Modern medicine has a powerful weapon in the fight against hepatitis A and B – vaccinations. They are recommended, among others people who are exposed to human blood or plan to travel to the areas of increased prevalence of hepatitis A (Sub-Saharan Africa, South Asia). Prior to administration of the vaccine, the level of immunity to infection should be checked by determining the appropriate antibodies in the patient’s serum. For hepatitis A, it is sufficient (not requiring vaccination) to detect the presence of anti-HAV antibodies, in the case of HBV, the amount of anti-HBs antibodies above 100mIU / ml is necessary.

Liver cancer

The development of primary liver cancer may be a serious consequence of hepatitis B and C. A screening test to detect this tumor is the determination of alpha-fetoprotein (AFP) in the patient’s serum. Confirmation of the diagnosis is the concentration of this marker higher than 500ng / ml, with lower values ​​the diagnosis should be confirmed by imaging tests – tumor markers are not entirely specific, their level also increases moderately in non-neoplastic diseases (in the case of AFP – e.g. in cirrhosis of the liver and chronic hepatitis). ).

Autoimmune liver disease

Liver dysfunction may also be autoimmune. Conditions such as autoimmune hepatitis (AIH type 1, 2 and 3), primary biliary cirrhosis (PBC) and primary sclerosing cholangitis (PSC) are associated with autoantibodies (autoAbs) in the patient’s blood that attack different structures of the liver and ducts biliary tract, which can lead to fibrosis and cirrhosis, and even liver cancer.

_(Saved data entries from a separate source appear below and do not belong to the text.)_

PR #12475, opened 2021-05-28
Fix empty edit fields not speaking in Microsoft Edge

### LINKED ISSUE #12189: Lots of intermittent errors while using Microsoft Edge with NVDA
### Steps to reproduce:
1. Install edge beta/dev/caneri
2. Install NVDA latest snapshot
3. Turn on NVDA
4. Open edge
5. Navigate casually and observe
### Actual behavior:
Whenever we navigate the web or open the edge or go to the address bar, we get tons of errors and error sounds
### Expected behavior:
No errors should be thrown
Installed
#### NVDA version:
Latest alpha snapshot
#### Windows version:
Win 10 21332
Edge
I'm attaching the logs which I got while browsing the web, opening edge and going to address bar.
yes, always
No
Yes
Yes
[edge.txt](https://github.com/nvaccess/nvda/files/6158389/edge.txt)
[Log1.txt](https://github.com/nvaccess/nvda/files/6158450/Log1.txt)
[Log2.txt](https://github.com/nvaccess/nvda/files/6158453/Log2.txt)

### LINKED ISSUE #12474: Microsoft Edge/UIA: Expanding an empty text range to line results in a broken IUIAutomationTextRange
Note, this is likely a bug in Edge, but we might want to consider working around it

### Steps to reproduce:
1. Open Edge
2. Focus the address bar
3. Make it blank
4. Open a python console
5. Observe the following behavior
```
>>> ti=nav.makeTextInfo("all")
>>> ti.text
''
>>> ti.isCollapsed
True
>>> ti.expand("character")
>>> ti.isCollapsed
True
>>> ti.expand("line")
>>> ti.isCollapsed
  File "baseObject.pyc", line 26, in __get__
  File "textInfos\__init__.pyc", line 438, in _get_isCollapsed
  File "NVDAObjects\UIA\__init__.pyc", line 798, in compareEndPoints
  File "comtypesMonkeyPatches.pyc", line 27, in __call__
_ctypes.COMError: (-2147220991, 'An event was unable to invoke any of the subscribers', (None, None, None, 0, None))
```

### Actual behavior:
Expanding to line breaks the range object, makes it unusable. It can't be cloned, collapsed, etc.

### Expected behavior:
Expanding to line behaves the same as expanding to character, word, etc. when the text range is empty, and it should still be a collapsed range as it is empty,

Installed

#### NVDA version:
alpha-22944,31ef7c54

#### Windows version:
Windows 10 21h01

Edge 90.0.818.66 (Official build) (64-bit)

LeonarddeR:
### Link to issue number:
Fixes #12474 
Fixes #12189

### Summary of the issue:
Empty edit fields aren't spoken in Edge. There's a bug in the UIA implementation that causes expand to line to fail when there is no text content in the object

1. Use the ChromiumUIA object overlay for text boxes in the Chrome/Edge interface. For Edge, this applies by default. For Chrome, this only applies to cases where experimental UIA support is enabled, but this is far from stable in Chrome itself.
2. On the ChromeUIATextInfo when expanding to line, check whether there's any text in the document range. If not, don't try to expand as it will break the range.
3. Make sure not to cache the TextInfo property on UIA objects.ChromiumUIATextInfo. This is necessary because the property is fetched before the overlay classes are added that might change the result of evaluating the property. This ensures the proper TextInfo is used on focus.

### Testing strategy:
Tested that the address bar of Edge is read correctly when empty and focused.

None known.

### Change log entries:
Bug fixes
* In the new Chromium based Microsoft Edge, text fields such as the address bar are now announced when empty. (#12474)

### Code Review Checklist:

- [x] Unit tests.
- [x] Manual testing.
- [x] User Documentation.
- [x] Change log entry.
  - Speech 
  - Braille
  - Low Vision
  - Different web browsers

### DIFF
--- a/source/NVDAObjects/UIA/__init__.py
+++ b/source/NVDAObjects/UIA/__init__.py
@@ -940,6 +940,9 @@ class UIA(Window):
 				clsList.append(spartanEdge.EdgeList)
 			else:
 				clsList.append(spartanEdge.EdgeNode)
+		elif self.windowClassName == "Chrome_WidgetWin_1" and self.UIATextPattern:
+			from . import chromium
+			clsList.append(chromium.ChromiumUIA)
 		elif self.windowClassName == "Chrome_RenderWidgetHostHWND":
 			from . import chromium
 			from . import web
@@ -1265,8 +1268,9 @@ class UIA(Window):
 
 	_TextInfo=UIATextInfo
 	def _get_TextInfo(self):
-		if self.UIATextPattern: return self._TextInfo
-		textInfo=super(UIA,self).TextInfo
+		if self.UIATextPattern:
+			return self._TextInfo
+		textInfo = super(UIA, self).TextInfo
 		if textInfo is NVDAObjectTextInfo and self.UIAIsWindowElement and self.role==controlTypes.ROLE_WINDOW:
 			import displayModel
 			return displayModel.DisplayModelTextInfo
--- a/source/NVDAObjects/UIA/__init__.py
+++ b/source/NVDAObjects/UIA/__init__.py
@@ -1267,6 +1267,8 @@ class UIA(Window):
 		return self.UIALegacyIAccessiblePattern
 
 	_TextInfo=UIATextInfo
+	_cache_TextInfo = False
+
 	def _get_TextInfo(self):
 		if self.UIATextPattern:
 			return self._TextInfo
--- a/source/NVDAObjects/UIA/chromium.py
+++ b/source/NVDAObjects/UIA/chromium.py
@@ -6,6 +6,8 @@
 import UIAHandler
 from . import web
 import controlTypes
+from comtypes import COMError
+from logHandler import log
 
 """
 This module provides UIA behaviour specific to the chromium family of browsers.
@@ -15,6 +17,16 @@ or UIA.anaheim_edge.
 
 
 class ChromiumUIATextInfo(web.UIAWebTextInfo):
+
+	def expand(self, unit):
+		# #12474: Expanding to line breaks when the underlying text range is empty.
+		copy = self._rangeObj.Clone()
+		super().expand(unit)
+		try:
+			self._rangeObj.Compare(copy)
+		except COMError:
+			log.debugWarning(f"Expand to {unit} failed for {self}, resorting to backup range before expand")
+			self._rangeObj = copy
 
 	def _getFormatFieldAtRange(self, textRange, formatConfig, ignoreMixedValues=False):
 		formatField = super()._getFormatFieldAtRange(textRange, formatConfig, ignoreMixedValues=ignoreMixedValues)
--- a/source/NVDAObjects/UIA/chromium.py
+++ b/source/NVDAObjects/UIA/chromium.py
@@ -1,13 +1,11 @@
 # A part of NonVisual Desktop Access (NVDA)
 # This file is covered by the GNU General Public License.
 # See the file COPYING for more details.
-# Copyright (C) 2020 NV Access limited, Leonard de Ruijter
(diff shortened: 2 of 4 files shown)


leonardder:
I actually think that this pr will mean a significant improvement for Edge users, therefore I'd like to request to have this merged into beta instead.

cary-rowen:
This is a significant improvement and hope to be merged into Beta

alexarnaud:
Thanks a lot @leonardder for fixing this.

I have two questions : 
* Do you still reproduce with Edge version 91 released today?
* Is it possible for you to report the UIA issue against Edge?

Best regards.

leonardder:
@alexarnaud  wrote:

> I have two questions :
> 
> * Do you still reproduce with Edge version 91 released today?

Yes.

> * Is it possible for you to report the UIA issue against Edge?

If I knew where to do that, I'd certainly would. DO I need to do it against Edge or Chromium? Thoughts @michaelDCurran?

josephsl:
Hi, I recommend contacting Microsoft Edge team (hopefully through Feedback hub if possible) and also ask that Chromium/Chrome team look into this issue (because this could also impact other Chromium based browsers). Thanks.

leonardder:
I think it would be better if NV Access pokes their Microsoft contacts about this.

josephsl:
Hi, and Google, too.

leonardder:
Well, as long as Google's implementation is experimental, I guess it's up to Microsoft to push fixes upstream.

Brian1Gaff:
If one could trace it directly to the Chrome team, surely then it would be 
on all and fixed with the same patch otherwise you might end up with a 
different work around for every browser if one is not careful.
 Brian

***@***.***
Sent via blueyonder.
in the display name field.
----- Original Message -----

michaelDCurran (changes requested):
I am concirned that this may introduce performance issues, Especially also as these days it is important to try and keep the number of cross-process calls in UIA to a minimum with scenarios such as WDAG and RAIL.

In ChromiumUIATextInfo.expand: instead of the added calls to clone and compare, why not just call GetText(1) to fetch the first 1 characters and check if it is the empty string or not. If it is empty, then simply don't call expandToEnclosingUnit.
 
Although in general you are probably correct that we should call obj.invalidateCache after applying overlay classes, I would prefer this to be in its own pr, where we can very carefully consider and track any performance issues this may cause. This change obviously affects code across NVDA, not just the Edge address bar.
However, to address the specific issue of TextInfos incorrectly being cached here, perhaps we can at least set `_cache_TextInfo = False` on the UIA NVDAObject which will stop the TextInfo property from being cached. All the major calls it makes internally are cached properties themselves, so this would have no real performance impact, but it would still allow the current value of `_TextInfo` to be used, thus an overlay with a different TextInfo class would correctly be reflected in speakObject after overlay classes were applied but still in the same core cycle.

leonardder:
> In ChromiumUIATextInfo.expand: instead of the added calls to clone and compare, why not just call GetText(1) to fetch the first 1 characters and check if it is the empty string or not. If it is empty, then simply don't call expandToEnclosingUnit.

Is that going to work? I assume GetText returns text in the range and doesn't return anything when the range is collapsed, therefore if the range is collapsed, it will never expand.

michaelDCurran:
Ah, sorry, I mean self.obj.UIATextPattern.documentRange.GetText(1)

leonardder:
Ah, yeah that makes sence. I changed this as requested.
I also tested every UIA unit and it turns out that it only fails when expanding to line as I originally thought. Therefore I changed the code to only apply when expanding to line. I will change the description accordingly.

michaelDCurran (approved):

Detection of disease-specific autoantibodies (presence, titer and type) enables early diagnosis, which improves the prognosis. However, it should be taken into account that the amount of autoAbs (expressed as a titer) varies throughout the course of the disease – it may be undetectable at some stages, and therefore a repeat test may be necessary. Moreover, autoAbs may be present in some healthy people, hence the interpretation of test results should be done by a specialist.

Genetic liver disease

Livers are also affected by genetic diseases. These include hereditary haemochromatosis, which consists in excessive absorption of iron, which is deposited in the tissues of organs such as the liver, heart or pancreas, causing damage. The early symptoms of the disease include:

  1. fatigue,
  2. arthralgia,
  3. gray discoloration of the skin.

The patient’s blood shows an increase in iron levels and an increase in transferrin saturation (TIBC test) and a higher concentration of ferritin. The detection of two mutations in the HEF gene also supports the diagnosis of the disease. Correct diagnosis, confirmed by genetic testing, determines the appropriate treatment and avoiding the dangerous consequences – cirrhosis of the liver, cardiomyopathy with arrhythmia and diabetes. Genetic diagnosis is also necessary to detect Gilbert’s syndrome. Mutations in the gene of one of the liver enzymes cause disturbances in bilirubin metabolism. Free bilirubin increases in the blood, and jaundice may appear periodically. The disease is not dangerous, but genetic testing for it is recommended due to the need to differentiate it from serious liver diseases.

Summarizing the above, it can be noted that laboratory tests allow for quick and accurate diagnosis of liver diseases, enabling their effective prevention and treatment.